We have a data mart, and we are using it to share data with big enterprise customers with major security requirements.
Snowflake is an enormously useful platform. The Snowpipe feature is valuable because it allows us to load terabytes and petabytes of data into the data mart at a very low cost. Then we just share it out, and all the compute expenses are charged directly to our clients.
It would be better if they had a data profile tool that tells me where the gaps are in my time series data. We are anxiously waiting for them to release their data catalog and analytics capabilities, which is going to happen in June or July. If that works the way we think it might, then that would just extend our firm's capabilities into a space that we have never been interested in building ourselves. It could be a really good thing for us.
We started using Snowflake this year.
There's never any outage, and it's cross-cloud. The stability is not even a good question for that platform. It makes no sense to us.
Snowflake is scalable. It does cost more money, but it's some kind of magic they're doing behind the scenes that you don't have to think about. It's brilliant, and it's going to take over completely.
Their tech support is good. Their sales team is very technical, and they're able to speak to our engineers and walk them through what we need to do.
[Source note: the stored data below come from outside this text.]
PR #339, opened 2025-03-26
Improvements on SGX setup scripts

italo-sampaio:
- `install_service` now installs all the assets, creates and initializes the systemd service
- `setup` script now interacts with the installed systemd service instead of calling the binary powhsm directly
- Network name is now selected automatically without user intervention
- Renamed service to `powhsmsgx`
- Renamed network basename to  `powhsmsgx_net`
- Installation aborts if a systemd service with the same name already exists


dist/sgx/hsm/start
```diff
@@ -19,11 +19,13 @@ echo
...
 DOCKER_USER="$(id -u):$(id -g)"
 HOSTNAME="SGX"
-NETWORK=${NETWORK:-net_sgx}
+NETWORK=${NETWORK:-powhsmsgx_net}
 PORT=7777
 DOCKER_PORT="$PORT:$PORT"
+SGX_PRV_GID=$(getent group sgx_prv | cut -d: -f3)
 
 docker run --rm --name $DOCKER_CNT --user $DOCKER_USER -v $WORKDIR:/hsm \
+    --group-add $SGX_PRV_GID \
```
amendelzon, line 28: What is this needed for?

dist/sgx/scripts/install_service
```diff
@@ -1,67 +1,197 @@
...
+    error "Could not copy the .env file to the installation directory."
+}
+
+function startPowHsm() {
+    systemctl start $SERVICE_NAME
+	error "Failed to start the service."
+}
+
+function createHsmUser() {
+    if ! id -u hsm >/dev/null 2>&1; then
```
amendelzon, line 117: We should probably rename the user to `powhsm`. Also, do you think it would make sense aborting if the user already exists? Why would that username exist?

dist/sgx/scripts/setup
```diff
@@ -4,28 +4,16 @@ pushd $(dirname $0)/.. > /dev/null
...
-
-function expandBinaries() {
-    cleanBinaries
+ADMIN_BIN="$ADMIN_DIR/adm_sgx"
 
-    mkdir -p $ADMIN_DIR
-    tar -xzmf $ADMIN_BUNDLE -C $ADMIN_DIR
-}
+# The admin command used to interact with the powhsmsgx service
+ADMIN_CMD="$ADMIN_BIN --host SGX"
```
amendelzon, line 16: Shall we rename the host to `powhsmsgx`? I feel like `SGX` is both too generic and also uppercase which is not ideal.

dist/sgx/scripts/setup
```diff
@@ -36,29 +24,23 @@ PUBLIC_KEY_FILE="$EXPORT_DIR/public-keys.txt"
...
+    cleanBinaries
+
+    mkdir -p $ADMIN_DIR
+    tar -xzmf $ADMIN_BUNDLE -C $ADMIN_DIR
 }
 
 function error() {
     if [ $? -ne 0 ]; then
-        print_error "Error comunicating with the dongle. Please check connection and restart the process."
+        print_error "Error comunicating with the pwhsm service. Please restart the process."
```
amendelzon, line 43: `powhsm`

dist/sgx/hsm/start
italo-sampaio: I added in the commit message:

> The container needs to be part of the sgx_prv group, otherwise it won't be
> able to read /dev/sgx_provision
> 
> NOTE: the reason why this used to work without setting the group was that
> we would perform the attestation step of the onboarding while running the
> powhsm binary directly from the host machine with sudo. After changing the
> setup to perform these steps against the running service (which runs inside a
> docker container), we now need that container to be part of the `sgx_prv`
> group.

Also, see [this document by intel](https://builders.intel.com/docs/networkbuilders/intel-software-guard-extensions-intel-sgx-key-management-reference-application-kmra-on-intel-xeon-scalable-processors-user-guide-1698412302.pdf), session 5.12.3 - Enclave not authorized to run in task.

This is the error I mentioned yesterday, we were hitting exactly this error: `[error_driver2api sgx_enclave_common.cpp:247] Enclave not authorized to run, .e.g. provisioning enclave hosted in app without access rights to /dev/sgx_provision. You need add the user id to group sgx_prv or run the app as root.` when trying to do the attestation.

amendelzon (changes requested):
Looking good. A few comments and questions, mainly regarding naming.

dist/sgx/hsm/start
amendelzon: ok, gotcha. this is good.

dist/sgx/scripts/setup
italo-sampaio: Sounds good, I can do that change

dist/sgx/scripts/install_service
italo-sampaio: Renaming the user sounds good.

About three years ago, Databricks was sort of the hot thing among our clients, and everyone was using it for low-code analytics. We had to deliver data in a format that was specific to Databricks. Databricks had this massive growth, use, and adoption. They have a very good footprint now, but we see those same clients shifting their data to Snowflake, and pretty much nobody asks for Databricks anymore.
I think there's this big war sort of brewing between Databricks and snowflake. Snowflake is going to come out with the analytics capability that Databricks has. They're working furiously to get it released. I don't know what it's going to look like, but they're going head-to-head with Databricks. I think Snowflake is going to crush them.
In the beginning, we didn't know what we were doing, and we racked up huge compute costs, shockingly and quickly. But the sales team was extremely helpful and showed us where we were doing everything wrong, and they explained to us how best to use their platform. We have massively funded data engineering teams, but now our use has plummeted to almost free.
Because of the caliber of our customers at the time, we had to sign on to the enterprise subscription tier. We're a startup, and we didn't know it at the time, but the cost per credit for the enterprise tier was almost double.
The cost per credit, that's where you get all this unlimited autoscale that you don't even have to think about. We don't really need any of that because they already provide all the redundancy, backup, failover, and all of that stuff. We scaled down and cut all of our costs almost in half by getting rid of that scalability capability because we don't need that.
They give a different price for every single company. I don't know if I negotiated that well, but we got the enterprise tier for $3 a credit, and the other two were a dollar-ninety a credit. I suspect we don't have almost zero compute usage, but I know that our annual contract packages are below all of their minimums.
On a scale from one to ten, I would give Snowflake an eight.